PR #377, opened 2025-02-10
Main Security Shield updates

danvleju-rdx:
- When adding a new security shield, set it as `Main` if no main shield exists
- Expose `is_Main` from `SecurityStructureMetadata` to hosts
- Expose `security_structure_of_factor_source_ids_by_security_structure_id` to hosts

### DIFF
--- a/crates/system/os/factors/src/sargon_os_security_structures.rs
※
**ACTIVITY:** Starting at the line that contains "- When adding", copy each line through the last line of the listing, and copy nothing else.

**RESPONSE TO THIS EXERCISE:**
- When adding a new security shield, set it as `Main` if no main shield exists
- Expose `is_Main` from `SecurityStructureMetadata` to hosts
- Expose `security_structure_of_factor_source_ids_by_security_structure_id` to hosts

### DIFF
--- a/crates/system/os/factors/src/sargon_os_security_structures.rs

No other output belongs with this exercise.